Order stars¶
AMath 586, Spring Quarter 2019 at the University of Washington. For other notebooks, see Index.html or the Index of all notebooks on Github.
Plot the region of relative stability, also called the order star, for various 1-step methods.
The general approach is to apply the method to $u' = \lambda u$ with time step $k$ to obtain $U^{n+1} = R(z) U^n$, where $R(z)$ is a rational function of $z=k\lambda$ (a polynomial for an explicit method).
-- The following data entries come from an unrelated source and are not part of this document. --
PR #518, opened 2025-03-11
Vks4git/wallet m4

vks4git:


symbolic-base/src/ZkFold/Symbolic/Data/JWT.hs
TurtlePU, line 1: Looks domain-specific to me, maybe it would be better if it belonged in `symbolic-cardano`?
(Or one could say that this whole JWT stuff deserves to be placed in its own little library package)

symbolic-base/src/ZkFold/Symbolic/Data/JWT/RS256.hs
```diff
@@ -0,0 +1,84 @@
...
+deriving instance
+    ( P.Show (PublicKey 2048 ctx)
+    , P.Show (VarByteString 320 ctx)
+    ) => P.Show (Certificate ctx)
+deriving instance
+    ( NFData (PublicKey 2048 ctx)
+    , NFData (VarByteString 320 ctx)
+    ) => NFData (Certificate ctx)
+instance
+    ( SymbolicData (PublicKey 2048 ctx)
```
TurtlePU, line 41: Why is this constraint needed?

symbolic-base/src/ZkFold/Symbolic/Data/JWT/RS256.hs
```diff
@@ -0,0 +1,84 @@
...
+    , Symbolic ctx
+    ) => SymbolicData (Certificate ctx)
+instance
+    ( SymbolicInput (PublicKey 2048 ctx)
```
TurtlePU, line 45: Why is this constraint needed?

symbolic-base/src/ZkFold/Symbolic/Data/JWT/RS256.hs
```diff
@@ -0,0 +1,84 @@
...
+deriving instance
+    ( P.Show (PrivateKey 2048 ctx)
+    , P.Show (VarByteString 320 ctx)
+    ) => P.Show (SigningKey ctx)
+deriving instance
+    ( NFData (PrivateKey 2048 ctx)
+    , NFData (VarByteString 320 ctx)
+    ) => NFData (SigningKey ctx)
+instance
+    ( SymbolicData (PrivateKey 2048 ctx)
```
TurtlePU, line 72: Why is this constraint needed?

symbolic-base/src/ZkFold/Symbolic/Data/JWT/RS256.hs
```diff
@@ -0,0 +1,84 @@
...
+    , Symbolic ctx
+    ) => SymbolicData (SigningKey ctx)
+instance
+    ( SymbolicInput (PrivateKey 2048 ctx)
```
TurtlePU, line 76: Why is this constraint needed?

symbolic-base/src/ZkFold/Symbolic/Data/JWT.hs
```diff
@@ -5,123 +5,73 @@
...
--- | RSA Private key with Key ID
+-- | Signing algorithm for JWT (such as RS256)
 --
-data SigningKey ctx
-    = SigningKey
-        { prvKid :: VarByteString 320 ctx
-        , prvKey :: PrivateKey 2048 ctx
-        }
-    deriving Generic
+class SigningAlgorithm (alg :: Symbol) where
```
TurtlePU, line 55: So in essence, a `SigningAlgorithm` is a dict of types. With `DataKinds` and `TypeFamilies`, you can declare it as such:
```haskell
data SigningAlgorithm = MkSigningAlgorithm
  { saSKey :: Type
  , saVKey :: Type
  , saSignature :: Type
  , saHash :: Type
  }

type family SKey (_ :: SigningAlgorithm) :: Type where SKey (MkSigningAlgorithm skey _ _ _) = skey
...

type RS256 ctx = MkSigningAlgorithm (SigningKey ctx) (Certificate ctx) (ByteString 2048 ctx) (ByteString 256 ctx)
```

symbolic-base/src/ZkFold/Symbolic/Data/JWT/Twitch.hs
```diff
@@ -0,0 +1,138 @@
...
+    ) => P.Show (TwitchPayload ctx)
+deriving instance Symbolic ctx => SymbolicData (TwitchPayload ctx)
+deriving instance Symbolic ctx => SymbolicInput (TwitchPayload ctx)
+instance Symbolic ctx => Arbitrary (TwitchPayload ctx) where
+    arbitrary = genericArbitrary uniform
+
+instance Symbolic ctx => FromJSON (TwitchPayload ctx) where
+    parseJSON = genericParseJSON (aesonPrefix snakeCase) . stringify
+
+instance (Symbolic ctx, Context (TwitchPayload ctx) ~ ctx) => IsSymbolicJSON (TwitchPayload ctx) where
```
TurtlePU, line 109: Why is the `Context (TwitchPayload ctx) ~ ctx` constraint needed here?

symbolic-base/src/ZkFold/Symbolic/Data/JWT/Twitch.hs
```diff
@@ -0,0 +1,138 @@
...
+
+instance
+  ( Symbolic ctx
+  , NFData (ctx (V.Vector 8))
+  , NFData (ctx (V.Vector 9056))
+  ) => IsBits (TwitchPayload ctx) where
+    type BitCount (TwitchPayload ctx) = 9056
+    toBits = toAsciiBits
+
+instance (Symbolic ctx, TokenBits (TwitchPayload ctx), RSA.RSA 2048 10328 ctx) => IsTokenPayload "RS256" (TwitchPayload ctx) where
```
TurtlePU, line 129: Why is the `TokenBits (TwitchPayload ctx)` constraint needed here?

symbolic-base/src/ZkFold/Symbolic/Data/JWT/Utils.hs
```diff
@@ -0,0 +1,245 @@
...
+
+mulMod :: forall n . Dict (Mod (Next6 n) 6 ~ 0)
+mulMod = unsafeAxiom
+
+withDivMul :: forall a b {r}. (Mod a b ~ 0) => ((Div a b) * b ~ a => r) -> r
+withDivMul = withDict (divMul @a @b)
+
+---------------------------------------------------------------------------------------------------
+
+feToUInt :: forall n ctx . Symbolic ctx => FieldElement ctx -> UInt (BufLen n) ('Fixed (BufLen n)) ctx
```
TurtlePU, line 114: Maybe we could move this function to `UInt` module

symbolic-base/src/ZkFold/Symbolic/Data/JWT/Utils.hs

Then evaluate $|R(z)/e^z|$ on a grid of points in the complex plane and do a filled contour plot that shows the regions where $|R(z)/e^z| \leq 1$.
%pylab inline
seterr(divide='ignore', invalid='ignore') # suppress divide by zero warnings
from ipywidgets import interact
def plotOS(R, axisbox = [-10, 10, -10, 10], npts=500):
"""
Compute |R(z)| over a fine grid on the region specified by axisbox
and do a contour plot to show the region of absolute stability.
"""
xa, xb, ya, yb = axisbox
x = linspace(xa,xb,npts)
y = linspace(ya,yb,npts)
X,Y = meshgrid(x,y)
Z = X + 1j*Y
Rval = R(Z)
Rrel = abs(Rval / exp(Z))
# plot interior, exterior, as green and white:
levels = [-1e9,1,1e9]
CS1 = contourf(X, Y, Rrel, levels, colors = ('g', 'w'))
# plot boundary as a black curve:
CS2 = contour(X, Y, Rrel, [1,], colors = ('k',), linewidths = (2,))
title('Order Star')
grid(True)
plot([xa,xb],[0,0],'k') # x-axis
plot([0,0],[ya,yb],'k') # y-axis
axis('scaled') # scale x and y same so that circles are circular
axis(axisbox) # set limits
R = lambda z: 1+z
plotOS(R, axisbox=[-5,5,-5,5])
Theta method¶
def plotOS_theta(theta):
R = lambda z: (1. + (1-theta)*z) / (1-theta*z)
figure(figsize=(6,6))
plotOS(R, npts=200) # use fewer points so interact works well
title("Order star for theta-method with theta = %4.2f" % theta)
For $\theta=1/2$ this is the Trapezoid method, which is second order accurate, and so the order star has 3 sectors inside the region of relative stability near $z=0$:
plotOS_theta(0.5)
For all other $\theta$, the method is only first order accurate and there are only 2 sectors inside/outside the order star near $z=0$:
interact(plotOS_theta, theta=(0,1,.1));
Taylor series methods¶
For this class of methods we can easily increase the order and observe how the structure near the origin varies:
def plotOS_TS(r):
def R(z):
# return Rz = 1 + z + 0.5z^2 + ... + (1/r!) z^r
Rz = 1.
term = 1.
for j in range(1,r+1):
term = term * z/float(j)
Rz = Rz + term
return Rz
figure(figsize=(6,6))
plotOS(R, npts=300)
title('Taylor series method r = %i' % r)
interact(plotOS_TS, r=(1,20,1));
Note that the way this computation is done it is subject to a lot of cancellation near $z=0$, so plots above do not look correct in this region, particularly for $r>15$ or so -- there should be $r+1$ green sectors and $r+1$ white sectors approaching the origin.
Here's a better version for the particular case of high-degree Taylor series methods:
def plotOS_TS(r):
def R(z):
# return Rz = 1 + z + 0.5z^2 + ... + (1/r!) z^r
from math import factorial
Rz = 1.
term = 1.
for j in range(1,r+1):
term = term * z/float(j)
Rz = Rz + term
# for small z when r is large,
# it's better to compute the remainder
remainder = 0.
term = 1./factorial(r)
for j in range(r+1, 2*r):
term = term * z/float(j)
remainder = remainder + term
remainder *= z**r
# Define this so that contours of |R(z)/exp(z)| = 1
# look right near origin:
Rz_smallz = where(real(remainder/exp(z))>0., 0.5*exp(z), 2*exp(z))
Rz = where(abs(z**(r+1)/factorial(r+1)) > 1e-10, Rz, Rz_smallz)
return Rz
figure(figsize=(6,6))
plotOS(R, npts=500)
title('Taylor series method r = %i' % r)
interact(plotOS_TS, r=(1,30,1));